» TASK INSTRUCTIONS:
Set down all of the records exactly.

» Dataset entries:
[Start of Attachment]

PR #245, opened 2019-12-05
MEN-2956: Write `rootfs_image_checksum` provides in rootfs-image

oleorhagen:
Previously the `write rootfs-image` command did not write the provided checksum
to the Artifact.

This commits makes sure the checksum is always provided when writing a
rootfs-image Artifact.

Changelog: None

### DIFF
--- a/cli/mender-artifact/main.go
+++ b/cli/mender-artifact/main.go
@@ -162,6 +162,12 @@ func getCliContext() *cli.App {
 			Usage: "Full path to the state script(s). You can specify multiple " +
 				"scripts providing this parameter multiple times.",
 		},
+		cli.BoolFlag{
+			Name: "no-checksum-provide",
+			Usage: "Disable writing the provides checksum to the Artifact provides " +
+				"parameters. This is needed in case the targeted devices do not support " +
+				"provides and depends yet.",
+		},
 		/////////////////////////
 		// Version 3 specifics.//
 		/////////////////////////
--- a/cli/mender-artifact/write.go
+++ b/cli/mender-artifact/write.go
@@ -25,7 +25,36 @@ import (
 	"github.com/mendersoftware/mender-artifact/handlers"
 	"github.com/pkg/errors"
 	"github.com/urfave/cli"
+	"io"
+	"io/ioutil"
 )
+
+func writeRootfsImageChecksum(c *cli.Context, typeInfo *artifact.TypeInfoV3) (err error) {
+	chk := artifact.NewWriterChecksum(ioutil.Discard)
+	payload, err := os.Open(c.String("file"))
+	if err != nil {
+		return cli.NewExitError(fmt.Sprintf("Failed to open the payload file: %q", c.String("file")), 1)
+	}
+	if _, err = io.Copy(chk, payload); err != nil {
+		return cli.NewExitError("Failed to generate the checksum for the payload", 1)
+	}
+	checksum := string(chk.Checksum())
+
+	Log.Debugf("Adding the `rootfs_image_checksum`: %q to Artifact provides", checksum)
+	if typeInfo == nil {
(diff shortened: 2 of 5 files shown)


oleorhagen:
@kacf, if you would just have a look, that would be nice. I think this is a fair approach. If you are happy, I will continue and add a quick unit test for it.

kacf:
Otherwise, the code looks good!

oleorhagen:
@kacf, please have another look.

The flag is added, however, what are your thoughts on it guiding this one addition, or should it also guard agains the user having added provides flags themselves?

cli/mender-artifact/write_test.go
```diff
@@ -399,3 +401,30 @@ func TestWriteRootfsArtifactDependsAndProvides(t *testing.T) {
...
+	require.NoError(t, tf.Close())
+	typeInfo := artifact.TypeInfoV3{}
+	set = flag.NewFlagSet("file", flag.ExitOnError)
+	set.String("file", tf.Name(), "foo")
+	err = writeRootfsImageChecksum(
+		cli.NewContext(nil, set, nil), &typeInfo)
+	assert.NoError(t, err)
+	require.NotNil(t, typeInfo.ArtifactProvides)
+	_, ok := (*typeInfo.ArtifactProvides)["rootfs_image_checksum"]
+	assert.True(t, ok)
```
kacf: This is probably something that can be inserted into an existing test, but I would also like to see one test for writing the whole artifact, and testing whether this info is there. I would be almost surprised if one of the existing tests aren't already complaining about the new artifact content. Have you run them all?

cli/mender-artifact/main.go
```diff
@@ -162,6 +162,12 @@ func getCliContext() *cli.App {
 			Usage: "Full path to the state script(s). You can specify multiple " +
 				"scripts providing this parameter multiple times.",
 		},
+		cli.BoolFlag{
+			Name: "no-provides",
```
kacf: > The flag is added, however, what are your thoughts on it guiding this one addition, or should it also guard agains the user having added provides flags themselves?

Hmm, good question. I think I'm leaning towards not disabling manually added ones, this seems like overreaching. IOW leave it as is.

However, it does bring into question the name of the flag, which is then a bit misleading. May I suggest renaming it to `no-checksum-provide`, to be more explicit?

cli/mender-artifact/write_test.go
oleorhagen: Oh yeh yeh, it breaks them spectacularly, lots of them, this is in no way ready for a PR. When I create these draft PR's it's usually for code discussion, not review ;)

cli/mender-artifact/write.go
```diff
@@ -25,8 +25,45 @@ import (
...
+	if _, err = io.Copy(chk, payload); err != nil {
+		return cli.NewExitError("Failed to generate the checksum for the payload", 1)
+	}
+	checksum := string(chk.Checksum())
+
+	Log.Debugf("Adding the `rootfs_image_checksum`: %q to Artifact provides", checksum)
+	if typeInfo == nil {
+		return errors.New("Type-info is unitialized")
+	}
+	if typeInfo.ArtifactProvides == nil {
```
oleorhagen: @kacf this is quite possibly the fugliest this in our code-base yet. I'm ashamed

oleorhagen: Magic is more than welcome here. Muggle hacking also for that matter.

oleorhagen: Ignore this fugliness, I got the shits and did: https://github.com/mendersoftware/mender-artifact/pull/246, so rebasing after it is merged.

kacf:
@oleorhagen: Let me know when this is ready, I'm not following up on every push.

oleorhagen:
@kacf have a look now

[End of Attachment]

» YOUR SOLUTION:
PR #245, opened 2019-12-05
MEN-2956: Write `rootfs_image_checksum` provides in rootfs-image

oleorhagen:
Previously the `write rootfs-image` command did not write the provided checksum
to the Artifact.

This commits makes sure the checksum is always provided when writing a
rootfs-image Artifact.

Changelog: None

### DIFF
--- a/cli/mender-artifact/main.go
+++ b/cli/mender-artifact/main.go
@@ -162,6 +162,12 @@ func getCliContext() *cli.App {
 			Usage: "Full path to the state script(s). You can specify multiple " +
 				"scripts providing this parameter multiple times.",
 		},
+		cli.BoolFlag{
+			Name: "no-checksum-provide",
+			Usage: "Disable writing the provides checksum to the Artifact provides " +
+				"parameters. This is needed in case the targeted devices do not support " +
+				"provides and depends yet.",
+		},
 		/////////////////////////
 		// Version 3 specifics.//
 		/////////////////////////
--- a/cli/mender-artifact/write.go
+++ b/cli/mender-artifact/write.go
@@ -25,7 +25,36 @@ import (
 	"github.com/mendersoftware/mender-artifact/handlers"
 	"github.com/pkg/errors"
 	"github.com/urfave/cli"
+	"io"
+	"io/ioutil"
 )
+
+func writeRootfsImageChecksum(c *cli.Context, typeInfo *artifact.TypeInfoV3) (err error) {
+	chk := artifact.NewWriterChecksum(ioutil.Discard)
+	payload, err := os.Open(c.String("file"))
+	if err != nil {
+		return cli.NewExitError(fmt.Sprintf("Failed to open the payload file: %q", c.String("file")), 1)
+	}
+	if _, err = io.Copy(chk, payload); err != nil {
+		return cli.NewExitError("Failed to generate the checksum for the payload", 1)
+	}
+	checksum := string(chk.Checksum())
+
+	Log.Debugf("Adding the `rootfs_image_checksum`: %q to Artifact provides", checksum)
+	if typeInfo == nil {
(diff shortened: 2 of 5 files shown)


oleorhagen:
@kacf, if you would just have a look, that would be nice. I think this is a fair approach. If you are happy, I will continue and add a quick unit test for it.

kacf:
Otherwise, the code looks good!

oleorhagen:
@kacf, please have another look.

The flag is added, however, what are your thoughts on it guiding this one addition, or should it also guard agains the user having added provides flags themselves?

cli/mender-artifact/write_test.go
```diff
@@ -399,3 +401,30 @@ func TestWriteRootfsArtifactDependsAndProvides(t *testing.T) {
...
+	require.NoError(t, tf.Close())
+	typeInfo := artifact.TypeInfoV3{}
+	set = flag.NewFlagSet("file", flag.ExitOnError)
+	set.String("file", tf.Name(), "foo")
+	err = writeRootfsImageChecksum(
+		cli.NewContext(nil, set, nil), &typeInfo)
+	assert.NoError(t, err)
+	require.NotNil(t, typeInfo.ArtifactProvides)
+	_, ok := (*typeInfo.ArtifactProvides)["rootfs_image_checksum"]
+	assert.True(t, ok)
```
kacf: This is probably something that can be inserted into an existing test, but I would also like to see one test for writing the whole artifact, and testing whether this info is there. I would be almost surprised if one of the existing tests aren't already complaining about the new artifact content. Have you run them all?

cli/mender-artifact/main.go
```diff
@@ -162,6 +162,12 @@ func getCliContext() *cli.App {
 			Usage: "Full path to the state script(s). You can specify multiple " +
 				"scripts providing this parameter multiple times.",
 		},
+		cli.BoolFlag{
+			Name: "no-provides",
```
kacf: > The flag is added, however, what are your thoughts on it guiding this one addition, or should it also guard agains the user having added provides flags themselves?

Hmm, good question. I think I'm leaning towards not disabling manually added ones, this seems like overreaching. IOW leave it as is.

However, it does bring into question the name of the flag, which is then a bit misleading. May I suggest renaming it to `no-checksum-provide`, to be more explicit?

cli/mender-artifact/write_test.go
oleorhagen: Oh yeh yeh, it breaks them spectacularly, lots of them, this is in no way ready for a PR. When I create these draft PR's it's usually for code discussion, not review ;)

cli/mender-artifact/write.go
```diff
@@ -25,8 +25,45 @@ import (
...
+	if _, err = io.Copy(chk, payload); err != nil {
+		return cli.NewExitError("Failed to generate the checksum for the payload", 1)
+	}
+	checksum := string(chk.Checksum())
+
+	Log.Debugf("Adding the `rootfs_image_checksum`: %q to Artifact provides", checksum)
+	if typeInfo == nil {
+		return errors.New("Type-info is unitialized")
+	}
+	if typeInfo.ArtifactProvides == nil {
```
oleorhagen: @kacf this is quite possibly the fugliest this in our code-base yet. I'm ashamed

oleorhagen: Magic is more than welcome here. Muggle hacking also for that matter.

oleorhagen: Ignore this fugliness, I got the shits and did: https://github.com/mendersoftware/mender-artifact/pull/246, so rebasing after it is merged.

kacf:
@oleorhagen: Let me know when this is ready, I'm not following up on every push.

oleorhagen:
@kacf have a look now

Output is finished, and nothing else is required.